A week or two ago, someone accused me of not enjoying life. I don’t remember the conversation before this accusation, but I do remember the person attempting to differentiate themselves from me by claiming that they “have a lust for life”. The claim that I don’t enjoy life was rebuffed pretty fast at the time, with several people (some of whom don’t even like me) correcting his mistake. It got me to thinking, though.
I am a hedonist. I toyed with the thought for quite some time, and kept discarding it because I don’t act to maximize short term pleasure. I play the long game, with an eye to the future, and for a while I didn’t think this counted. After thinking about it, I can most certainly see how I count as a hedonist. I embrace it this time around.
Hedonism, to me, is the pursuit of pleasure and happiness. I go with that happiness thing, though I take pleasure in much of life. Instead of being alcohol, sex, or drug obsessed, I take my pleasure in every experience. The taste of good food, the ache of muscles after a day of running around, a hot bath with a good book, these are things that I love. Beyond that, though, I embrace everything I feel. When I’m sad, I savor it as though it were some bitter delicacy. The pain from a cut or a bruise is exquisite; it sends shivers up and down my spine.
I take my pleasure in the experiences of life. Each sensation that I encounter is cherished, relished, and then allowed to fade as new experiences come. I can’t imagine life if I didn’t enjoy everything around me! I cannot imagine how people live in misery when there is so much to be enjoyed all around us.
When it comes to what I do, what I don’t do, and what’s expected of me, I tend to disappoint people. I don’t do things because I’m told to, or because it’s expected of me. I act when it will make me happy to do so. If I care about someone, then making them happy will often make me happy, and I act to please them. If they aren’t so important to me, eh… Well, yeah.

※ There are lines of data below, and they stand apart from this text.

PR #780, opened 2020-05-31
fix Elixir formatter asterisk spacing conflict

msz:
The Elixir formatter always removes spaces around the asterisk in
typespecs for binaries by default. Credo shouldn't conflict with the
default Elixir formatter settings, but it raises an issue if the rest of
the file is using spaces around operators.

This PR adds handling of this corner case.


rrrene:
@msz 👍 Thx!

This way of thinking, and acting, has gotten me into trouble with family, with work, with school. Professors don’t like it when a student declines to do the assignments, it seems. What a shocker. To be honest, though, I don’t care. I don’t seek, or need, their approval. I don’t need something so arbitrary as a grade to make me happy, or tell me my self worth. Fuck that shit. I’m going to do what makes me happy, and society can go fuck itself if it wants to tell me I’m unsuccessful because of that.
I am a hedonist, and I’m going to do what I want. I’m going to do what makes me happy.